Whenever a line of the material contains the string "resizer", it should be copied.

_Given data_
'''

PR #784, opened 2025-12-12
Do not reformat importmap.js

### LINKED ISSUE #783: Avoid constant reformatting of importMap.js
It's annoying during development for `src/app/(payload)/admin/importMap.js` to be regenerated by Payload in a different order than we had previously committed it. 

The issue here is that our `generate:importmap` script runs `prettify` after which re-orders imports. This differs from how Payload generates it without our formatting step. If we removed `prettify` after that script we should be able to avoid this unnecessary formatting of that file. 

We'll just want to make sure that our CI won't try to re-format that file and complain about it. We may need to ignore that file from formatting.

busbyk:
## Description

`src/app/(payload)/admin/importMap.js` appearing in our git changes during local development has been a minor annoyance for us for a while now. I think we've both just been ignoring it. The reason it appears in changes is because `payload generate:importmap` was generating the file and then we had `&& pnpm prettify` which was reformatting the file using prettier which re-ordered imports due to our plugins. 

We committed this prettier-formatted version. And so when Payload generates a new importmap during local development, it wasn't get automatically reformatted with prettier, resulting in a git diff. 

There's no reason to reformat this file. It's autogenerated. 

## Related Issues

Fixes #783 

## Key Changes

- Ignore `src/app/(payload)/admin/importMap.js` from prettier
- Remove `&& pnpm prettify` from `generate:importmap`
- Remove `&& pnpm prettify` from `generate:types` (we had already added the types file to our `.prettierignore` so this formatting step was doing nothing anyways and just making the script take longer because it was checking all files for formatting)
- Commits `src/app/(payload)/admin/importMap.js` in the format that Payload generates it in


rchlfryn (approved):
🎁  🎊  👍🏼

PR #788, opened 2025-12-13
Use OG image API route instead of opengraph-image and twitter-image files

### LINKED ISSUE #603: Bug: OG images not loading on center-scoped routes
**Describe the bug**

OG images aren't loading correctly for center-scoped routes. 

**To Reproduce**

Cannot reproduce locally, production only. 

Inspect the meta tags for a center-scoped route in a deployed environment. 

If you remove the /{center slug}/ url part you get a `Failed to generate OG image` error:
Image

**Expected behavior**
The OG images should load correctly. 

**Assessment**

I suspect there are two problems at play here. 

**Screenshots**

Image

Image

Local:
Image
Aside: check that we're generating OG images with the right dimensions.

**Environment details**

- Desktop
- Chrome

**Existential musings**
Do you remember how great stumbleupon was back in the day?

busbyk:
## Description

During the build the center was getting prepended to the urls generated by these "special" files in Next.js. So when visiting these urls on a production build you would essentially have two center paths instead of one after the rewrite. 

Let's say you get the following url generated for a route's opengraph-image file: `/sac/opengraph-image-zct1d9?51f04e5af21d0f21`. Well when visiting this in production you would get a URL: `https://sac.avy-fx.org/sac/opengraph-image-zct1d9?51f04e5af21d0f21` which behind the scenes the middleware would then rewrite to: `https://avy-fx.org/sac/sac/opengraph-image-zct1d9?51f04e5af21d0f21` which would 404. 

I couldn't think of a way to avoid this since the opengraph|twitter-image files are colocated with the route files in their center-scoped routes so technically this was "right" according to Next.js.

So this uses and API route to generate images instead. This is realistically much more flexible anyways. 

There was a second problem: we were using `fs` to read the font file into a buffer but we can't do this in Vercel serverless environments because that font file isn't bundled with these serverless functions. So changed this to include the font file in our public folder and fetch the font file from their in the API route. 

## Related Issues

Fixes #603 

## Screenshots / Demo

CleanShot 2025-12-12 at 17 31 52@2x


consistent-type-assertions.txt
```diff
@@ -33,6 +33,5 @@ src/fields/slug/SlugComponent.tsx
 src/middleware.ts
 src/services/vercel.ts
 src/utilities/findDocumentsWithBlockReferences.ts
-src/utilities/generateOGImage.tsx
```
rchlfryn, line 36: 🥳

src/app/api/[center]/og/route.tsx
```diff
@@ -209,7 +198,7 @@ export async function generateOGImage({
         fonts: [
           {
             name: 'Lato',
-            data: latoBold,
+            data: fontData,
             style: 'normal',
             weight: 600,
```
Comment (rchlfryn) [inline src/app/api/[center]/og/route.tsx]: Oh interesting. Isn't bold `800`? I am surprised this works with the new import. Should we move semi-bold to the public folder instead?

rchlfryn (approved):
LG - one minor question. Will conditionally approve

src/app/api/[center]/og/route.tsx
Comment (busbyk) [reply src/app/api/[center]/og/route.tsx]: Oh very good point. Bold is 700. I'll update. Good catch!

PR #789, opened 2025-12-13
A3 updates (docs, embed generator, logo)

### LINKED ISSUE #747: Add A3 logo somewhere to A3 embeds
If embed is in xyz provider site or Skidoo, the user knows the experience is brought to them by A3

### LINKED ISSUE #772: A3 Embed documentation
I just need some basic documentation on how to embed A3 courses for 

- ACs
- Providers
- A3/avalanche.org
- something like Skidoo

I can polish from there.

busbyk:
## Description

Three updates for A3 courses:
1. Docs: (events and a3 embeds docs)
2. An embed generator view in the admin panel
3. A3 logo and blurb added to each embed

## Related Issues

Fixes #747 
Fixes #772 

## Key Changes

- Adds events docs
- Adds A3 embeds docs
- Adds an embed generator view to the admin panel
  - There is no link to this view. We plan to add a link to it in our public Notion docs.
  - All options available to embeds are configurable here + the option to include a resizer script or use a fixed height
- Adds the A3 logo and a text blurb above each embed

## Screenshots / Demo

https://www.loom.com/share/be070d20b35348fb99ab0fd77f8ed865


src/app/(embeds)/embeds/courses/page.tsx
```diff
@@ -5,6 +5,7 @@ import { getCoursesStates } from '@/utilities/queries/getCoursesStates'
 import { getProviders } from '@/utilities/queries/getProviders'
 import Script from 'next/script'
 import { createLoader, parseAsBoolean, parseAsString, SearchParams } from 'nuqs/server'
+import { A3Banner } from '../../../../components/A3Banner'
```
rchlfryn: ⛏️ 
```suggestion
import { A3Banner } from '@/components/A3Banner'
```

src/app/(embeds)/embeds/providers/page.tsx
```diff
@@ -11,6 +11,7 @@ import config from '@/payload.config'
 import Script from 'next/script'
 import { createLoader, parseAsString, SearchParams } from 'nuqs/server'
 import { getPayload } from 'payload'
+import { A3Banner } from '../../../../components/A3Banner'
```
rchlfryn: ⛏️ 
```suggestion
import { A3Banner } from '@/components/A3Banner'
```

src/components/A3Banner.tsx
```diff
@@ -0,0 +1,21 @@
...
+      <div className="flex-shrink-0">
+        <Image
+          src="/assets/a3-logo.png"
+          alt="A3 Logo"
+          width={1361}
+          height={444}
+          className="w-auto h-12"
+        />
+      </div>
+      <p className="text-xs text-muted-foreground">
```
rchlfryn, line 15: Will `text-muted-foreground` always be defined? If not, maybe we jsut use a grey or something instead

src/views/EmbedGenerator/EmbedGeneratorForm.tsx
```diff
@@ -0,0 +1,354 @@
...
+  const queryString = params.toString()
+  const src = `${baseUrl}/embeds/${type}${queryString ? '?' + queryString : ''}`
+  const iframeId = `avy-web-embed-${type}`
+
+  // For auto height, use 0 as initial height (iframe-resizer will adjust)
+  // For fixed height, use the user-specified value
+  const height = options.heightMode === 'auto' ? '0' : `${options.fixedHeight}px`
+
+  if (options.heightMode === 'auto') {
+    return `<iframe
```
rchlfryn, line 110: ⛏️  to the max... My OCD brain wants these 2 scripts nicely indented...

src/views/EmbedGenerator/EmbedGeneratorForm.tsx
rchlfryn, line 1: This is awesome!

docs/a3-embeds.md
rchlfryn, line 1: Are these (this and `events-and-courses.md)` supposed to be in Notion or here or both?

src/components/A3Banner.tsx
```diff
@@ -0,0 +1,21 @@
...
+
+export function A3Banner() {
+  return (
+    <div className="flex flex-col md:flex-row justify-between md:items-end gap-3 mb-4 border-b pb-3">
+      <div className="flex-shrink-0">
+        <Image
+          src="/assets/a3-logo.png"
+          alt="A3 Logo"
+          width={1361}
+          height={444}
```
rchlfryn, line 11: Interesting size. Is this just the natural size? we might want to update it since it is not/will never be 1361px. Or can we just remove this?

src/views/EmbedGenerator/EmbedGeneratorForm.tsx
```diff
@@ -0,0 +1,354 @@
...
+  types: [],
+  providers: [],
+  states: [],
+  affinityGroups: [],
+  modesOfTravel: [],
+  startDate: undefined,
+  endDate: undefined,
+}
+
+function formatDateForParam(date: Date | undefined): string {
```
rchlfryn, line 77: I know you recently did a bunch of timezone work, does that need to be done here as well? Or are we getting back the correct date from the server?

src/views/EmbedGenerator/EmbedGeneratorForm.tsx
```diff
@@ -0,0 +1,354 @@
...
+            <div>
+              <FieldLabel label="Start Date" />
+              <DatePicker
+                value={options.startDate}
+                onChange={(date) => updateOption('startDate', date)}
+              />
+            </div>
+            <div>
+              <FieldLabel label="End Date" />
+              <DatePicker
```
rchlfryn, line 332: Do we want any light error handling on this? I was able to select an end date that was before the start date.

rchlfryn (commented):
Very nit picky review from me. Overall looks great. Just a few questions

src/components/A3Banner.tsx
busbyk: Yea the `a3` theme inherits from our `:root` variables so we're good here: https://github.com/NWACus/web/blob/a3-updates/src/app/(frontend)/colors.css#L20

src/views/EmbedGenerator/EmbedGeneratorForm.tsx
busbyk: haha I feel ya but we need to format it this way. If we add indentation in the code we get extra indentation in the generated code in the UI:
CleanShot 2025-12-13 at 13 06 42@2x
CleanShot 2025-12-13 at 13 06 36@2x

docs/a3-embeds.md
busbyk: I think it makes sense to have different versions in both places. These are slightly more technical docs than how I'd write this for the Notion docs probably. Once this is approved / decided on I can copy over to Notion. 

Unless you think we could just linked to these files from Notion. This isn't _that_ technical.

src/components/A3Banner.tsx
busbyk: This is the intrinsic size of the image. I believe this is the correct usage of next/image based on: https://nextjs.org/docs/15/app/api-reference/components/image#width-and-height

Alternatively, we could use `fill` but I think the dynamic image optimization likes the intrinsic size for best performance.

src/views/EmbedGenerator/EmbedGeneratorForm.tsx
busbyk: Yea good thought! This implicitly uses the user's browser timezone to generate a date-only string. In this case that's `yyyy-MM-dd`. I _think_ it's OK to leave this as is because it's not being _stored_ anywhere, this is a static value provided as the date for the iframe embed which is always client-side only so it will always filter based on the user's browser's timezone. Thoughts?

This is making me realize that this is a mismatch between how we represent the date in our filter components which is `MM-dd-yyyy`. This actually still works since the `Date` constructor accept both formats. But I'll update to match just for consistency.

src/views/EmbedGenerator/EmbedGeneratorForm.tsx
busbyk: Good call! I added a toast notification onChange if either date is invalid. It still sets the value - just alerts the user it's invalid. Since there's no form submit or anything I think this makes sense.

src/views/EmbedGenerator/EmbedGeneratorForm.tsx
rchlfryn: Stupid payload 😆

docs/a3-embeds.md
rchlfryn: That makes sense to keep the notion ones less technical. I think it's a good base for the A3 stuff

src/components/A3Banner.tsx
rchlfryn: No change needed. I was just curious

src/views/EmbedGenerator/EmbedGeneratorForm.tsx
rchlfryn: I think it is fine to use the browsers timezone as you have it.

rchlfryn (approved):

src/views/EmbedGenerator/EmbedGeneratorForm.tsx
busbyk: Nah nah, just a javascript template literals!

PR #16, opened 2020-08-06
solution

oggyrock:


src/formatDate.js
```diff
@@ -19,7 +25,28 @@
  */
 
 function formatDate(date, fromFormat, toFormat) {
-  // write code here
+  const arr = date.split(fromFormat[3]);
+  const format = {};
+  const ans = [];
```
rmnkk, line 30: I think that this variable should be renamed.

PR #17, opened 2020-08-06
solution

varseniuk:


src/formatDate.js
```diff
@@ -19,7 +9,36 @@
...
+      } else if (fromFormat.includes('YYYY')) {
+        result.push(arrDate[fromFormat.indexOf('YYYY')].slice(-2));
+      }
+    }
+
+    if (toFormat.indexOf('YYYY') === i) {
+      if (fromFormat.includes('YYYY')) {
+        result.push(arrDate[fromFormat.indexOf('YYYY')]);
+      } else if (fromFormat.includes('YY')) {
+        result.push(`20${arrDate[fromFormat.indexOf('YY')]}`);
```
krajnova, line 36: maybe you should add case if there is not 21st century but 20th also?

varseniuk: There's no mention in this task about whether it should be 21'st or 20'th century, and there is no specific condition mentioned. So I decided not to fantasize  and since we live in the 21'st century, I assumed that there should always be added '20'.

varseniuk: Asked Volodia on q&a about this. He told that this check should be applied. So I've added it.
Thank for your comment. It was useful 👍

PR #21, opened 2020-08-07
Solution

rmnkk:


src/formatDate.js
```diff
@@ -20,6 +11,29 @@
...
+
+  if (fromFormat[0] !== toFormat[0]) {
+    [formattedDate[0], formattedDate[1]] = [formattedDate[1], formattedDate[0]];
+  }
+
+  if (fromFormat[0].includes('YY')) {
+    return formattedDate.reverse().join(`${separator}`);
+  }
+
+  return formattedDate.join(`${separator}`);
```
Andrii256, line 36: I cant surely say that it is bad code. May be it happends beacuse of I am too silly. But I cant understand your code, I cant understand what is happening here.

PR #22, opened 2020-08-07
Solution

nznmv:


src/formatDate.js
```diff
@@ -19,7 +25,34 @@
...
+    MM: '',
+    DD: '',
+    YYYY: redate.getFullYear() + '',
+
+    get YY() {
+      return this.YYYY.slice((2));
+    },
+  };
+
+  for (let i = 0; i <= fromFormat.length - 1; i++) {
```
artsashko, line 42: `i < fromFormat.length;` можно просто вот так))

src/formatDate.js
```diff
@@ -19,7 +25,34 @@
...
 function formatDate(date, fromFormat, toFormat) {
-  // write code here
+  const result = [];
+  const dateArr = date.split(fromFormat[3]);
+  const redate = new Date(date);
+
+  const dateObj = {
+    MM: '',
+    DD: '',
+    YYYY: redate.getFullYear() + '',
```
irenhh, line 35: how about template string?

src/formatDate.js
```diff
@@ -19,7 +25,34 @@
...
+
+    get YY() {
+      return this.YYYY.slice((2));
+    },
+  };
+
+  for (let i = 0; i <= fromFormat.length - 1; i++) {
+    switch (true) {
```
irenhh, line 43: why true?
use the value for case here

src/formatDate.js
```diff
@@ -19,7 +25,34 @@
  */
 
 function formatDate(date, fromFormat, toFormat) {
-  // write code here
+  const result = [];
+  const dateArr = date.split(fromFormat[3]);
+  const redate = new Date(date);
```
irenhh, line 30: redate is a strange date, how about dateObj?

src/formatDate.js
nznmv: I do not fully understand how to do it

src/formatDate.js
```diff
@@ -19,7 +25,34 @@
...
 function formatDate(date, fromFormat, toFormat) {
-  // write code here
+  const result = [];
+  const dateArr = date.split(fromFormat[3]);
+  const newDateObj = new Date(date);
+
+  const dateObj = {
+    MM: '',
+    DD: '',
+    YYYY: newDateObj.getFullYear() + '',
```
irenhh, line 35:
```suggestion
    YYYY: `${newDateObj.getFullYear()}`,
```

'''

_Task result_
  - All options available to embeds are configurable here + the option to include a resizer script or use a fixed height
+  // For auto height, use 0 as initial height (iframe-resizer will adjust)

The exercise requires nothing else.